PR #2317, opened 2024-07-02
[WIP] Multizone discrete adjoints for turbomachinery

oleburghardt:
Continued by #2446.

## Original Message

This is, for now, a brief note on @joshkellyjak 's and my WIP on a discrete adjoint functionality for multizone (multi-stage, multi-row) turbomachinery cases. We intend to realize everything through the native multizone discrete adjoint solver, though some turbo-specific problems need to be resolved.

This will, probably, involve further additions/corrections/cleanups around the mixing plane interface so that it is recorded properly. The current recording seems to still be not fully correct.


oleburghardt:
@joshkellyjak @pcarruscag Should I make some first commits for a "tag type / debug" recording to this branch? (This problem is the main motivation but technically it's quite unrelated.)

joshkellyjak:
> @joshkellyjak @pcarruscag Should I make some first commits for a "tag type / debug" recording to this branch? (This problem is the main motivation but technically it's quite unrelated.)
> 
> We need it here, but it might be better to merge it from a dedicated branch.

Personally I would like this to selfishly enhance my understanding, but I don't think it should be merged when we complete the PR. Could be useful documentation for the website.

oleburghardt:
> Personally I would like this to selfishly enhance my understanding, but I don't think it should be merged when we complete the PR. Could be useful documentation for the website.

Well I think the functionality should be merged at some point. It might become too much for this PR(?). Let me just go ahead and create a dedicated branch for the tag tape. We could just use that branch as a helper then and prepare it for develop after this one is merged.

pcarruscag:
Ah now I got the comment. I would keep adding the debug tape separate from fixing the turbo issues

-.-.-

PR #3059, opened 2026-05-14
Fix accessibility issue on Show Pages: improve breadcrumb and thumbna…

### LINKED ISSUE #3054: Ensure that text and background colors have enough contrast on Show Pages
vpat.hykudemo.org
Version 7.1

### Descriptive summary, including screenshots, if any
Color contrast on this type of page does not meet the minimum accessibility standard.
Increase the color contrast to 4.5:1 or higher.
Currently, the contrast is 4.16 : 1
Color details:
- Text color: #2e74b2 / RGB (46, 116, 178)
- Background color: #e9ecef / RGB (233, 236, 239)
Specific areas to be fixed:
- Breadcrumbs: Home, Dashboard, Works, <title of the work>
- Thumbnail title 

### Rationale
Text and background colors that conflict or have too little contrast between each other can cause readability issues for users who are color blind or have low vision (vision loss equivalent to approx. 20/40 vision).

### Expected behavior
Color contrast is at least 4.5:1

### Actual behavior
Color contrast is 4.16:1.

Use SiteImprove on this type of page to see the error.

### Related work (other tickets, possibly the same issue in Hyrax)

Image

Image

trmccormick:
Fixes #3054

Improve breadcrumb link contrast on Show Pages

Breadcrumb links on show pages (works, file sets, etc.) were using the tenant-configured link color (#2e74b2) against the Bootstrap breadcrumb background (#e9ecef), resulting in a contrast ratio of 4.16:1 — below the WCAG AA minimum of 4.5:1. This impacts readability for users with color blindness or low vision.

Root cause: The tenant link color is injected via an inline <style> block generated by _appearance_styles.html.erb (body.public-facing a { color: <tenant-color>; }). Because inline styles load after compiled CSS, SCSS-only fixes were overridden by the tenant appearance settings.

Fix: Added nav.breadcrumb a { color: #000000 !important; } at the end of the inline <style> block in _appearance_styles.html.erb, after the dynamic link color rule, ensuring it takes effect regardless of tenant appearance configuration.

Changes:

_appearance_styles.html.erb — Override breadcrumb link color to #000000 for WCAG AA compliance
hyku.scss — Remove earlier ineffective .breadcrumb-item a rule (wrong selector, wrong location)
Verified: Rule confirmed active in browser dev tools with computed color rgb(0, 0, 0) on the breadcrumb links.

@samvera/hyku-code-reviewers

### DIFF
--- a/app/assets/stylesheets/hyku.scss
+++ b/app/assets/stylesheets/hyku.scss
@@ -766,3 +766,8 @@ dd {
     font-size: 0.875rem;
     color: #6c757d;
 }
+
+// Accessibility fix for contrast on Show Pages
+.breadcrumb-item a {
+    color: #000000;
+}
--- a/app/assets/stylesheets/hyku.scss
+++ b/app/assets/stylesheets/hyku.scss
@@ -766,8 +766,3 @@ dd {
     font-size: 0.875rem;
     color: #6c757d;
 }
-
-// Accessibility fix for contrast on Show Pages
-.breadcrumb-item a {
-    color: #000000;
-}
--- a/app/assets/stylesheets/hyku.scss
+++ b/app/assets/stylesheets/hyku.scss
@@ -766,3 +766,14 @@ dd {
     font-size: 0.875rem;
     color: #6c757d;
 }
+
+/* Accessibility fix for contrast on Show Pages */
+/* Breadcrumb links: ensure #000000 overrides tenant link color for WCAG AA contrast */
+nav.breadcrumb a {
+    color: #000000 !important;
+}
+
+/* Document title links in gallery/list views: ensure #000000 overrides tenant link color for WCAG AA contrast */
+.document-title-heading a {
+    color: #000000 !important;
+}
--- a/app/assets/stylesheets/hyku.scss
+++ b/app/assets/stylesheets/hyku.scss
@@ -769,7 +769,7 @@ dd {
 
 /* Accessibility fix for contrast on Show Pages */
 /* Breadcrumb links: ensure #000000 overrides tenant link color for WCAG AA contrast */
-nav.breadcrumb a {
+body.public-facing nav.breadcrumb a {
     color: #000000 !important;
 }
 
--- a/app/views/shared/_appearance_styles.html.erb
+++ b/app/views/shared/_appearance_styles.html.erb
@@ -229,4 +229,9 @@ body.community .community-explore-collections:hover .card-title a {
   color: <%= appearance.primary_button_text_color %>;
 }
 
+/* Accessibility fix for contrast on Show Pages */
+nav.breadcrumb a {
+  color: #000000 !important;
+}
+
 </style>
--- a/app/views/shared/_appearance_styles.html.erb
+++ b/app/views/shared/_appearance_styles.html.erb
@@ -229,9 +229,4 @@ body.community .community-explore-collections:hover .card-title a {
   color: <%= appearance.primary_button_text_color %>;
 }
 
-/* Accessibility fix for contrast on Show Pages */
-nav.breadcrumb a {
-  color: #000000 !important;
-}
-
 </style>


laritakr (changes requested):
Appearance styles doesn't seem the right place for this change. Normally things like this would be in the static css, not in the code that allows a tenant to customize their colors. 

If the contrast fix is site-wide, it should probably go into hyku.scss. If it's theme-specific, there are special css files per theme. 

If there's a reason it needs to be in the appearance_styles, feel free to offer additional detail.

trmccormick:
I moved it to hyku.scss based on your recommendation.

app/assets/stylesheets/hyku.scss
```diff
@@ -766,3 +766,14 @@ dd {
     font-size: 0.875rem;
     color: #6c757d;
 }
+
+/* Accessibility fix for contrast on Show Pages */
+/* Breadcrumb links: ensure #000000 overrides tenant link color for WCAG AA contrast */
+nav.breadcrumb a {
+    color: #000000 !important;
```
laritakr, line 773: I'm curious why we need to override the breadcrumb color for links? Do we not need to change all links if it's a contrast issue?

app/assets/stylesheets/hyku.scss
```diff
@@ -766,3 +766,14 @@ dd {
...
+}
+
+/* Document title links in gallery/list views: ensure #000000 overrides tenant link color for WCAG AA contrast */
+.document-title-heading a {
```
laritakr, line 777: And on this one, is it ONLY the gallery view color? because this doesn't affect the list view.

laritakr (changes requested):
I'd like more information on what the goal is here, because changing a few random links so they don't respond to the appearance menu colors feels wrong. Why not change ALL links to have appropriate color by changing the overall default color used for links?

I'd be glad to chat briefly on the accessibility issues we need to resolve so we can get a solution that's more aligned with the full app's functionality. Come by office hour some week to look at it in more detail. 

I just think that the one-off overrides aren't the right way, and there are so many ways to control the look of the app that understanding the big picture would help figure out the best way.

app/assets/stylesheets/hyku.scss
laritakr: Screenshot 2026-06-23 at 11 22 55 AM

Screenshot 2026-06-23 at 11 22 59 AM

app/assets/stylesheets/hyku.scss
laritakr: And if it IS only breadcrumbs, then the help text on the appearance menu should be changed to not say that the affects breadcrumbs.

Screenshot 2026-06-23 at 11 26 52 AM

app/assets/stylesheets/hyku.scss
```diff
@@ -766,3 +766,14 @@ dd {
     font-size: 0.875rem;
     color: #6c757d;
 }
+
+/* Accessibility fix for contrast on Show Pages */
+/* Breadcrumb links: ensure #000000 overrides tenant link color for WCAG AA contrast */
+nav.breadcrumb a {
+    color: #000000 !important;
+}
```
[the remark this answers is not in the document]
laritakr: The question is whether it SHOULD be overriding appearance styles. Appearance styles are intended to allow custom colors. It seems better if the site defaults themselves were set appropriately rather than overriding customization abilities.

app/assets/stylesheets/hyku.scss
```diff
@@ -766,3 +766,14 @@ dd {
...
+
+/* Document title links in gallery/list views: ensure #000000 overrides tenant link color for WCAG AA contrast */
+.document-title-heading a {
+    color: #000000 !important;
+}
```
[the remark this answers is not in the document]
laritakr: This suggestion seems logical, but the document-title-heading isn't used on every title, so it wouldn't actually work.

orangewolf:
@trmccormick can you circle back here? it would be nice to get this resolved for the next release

-.-.-

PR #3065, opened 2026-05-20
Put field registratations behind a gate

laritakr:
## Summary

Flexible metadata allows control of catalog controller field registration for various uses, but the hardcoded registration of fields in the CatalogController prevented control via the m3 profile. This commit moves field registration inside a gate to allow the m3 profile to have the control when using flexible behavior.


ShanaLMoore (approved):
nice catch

-.-.-

- _What you are asked to do_: The answer is the run of lines above from the line containing "PR #2317, opened 2024-07-02" through the line containing "This is, for", copied exactly and alone.

- _Solution_:
PR #2317, opened 2024-07-02
[WIP] Multizone discrete adjoints for turbomachinery

oleburghardt:
Continued by #2446.

## Original Message

This is, for now, a brief note on @joshkellyjak 's and my WIP on a discrete adjoint functionality for multizone (multi-stage, multi-row) turbomachinery cases. We intend to realize everything through the native multizone discrete adjoint solver, though some turbo-specific problems need to be resolved.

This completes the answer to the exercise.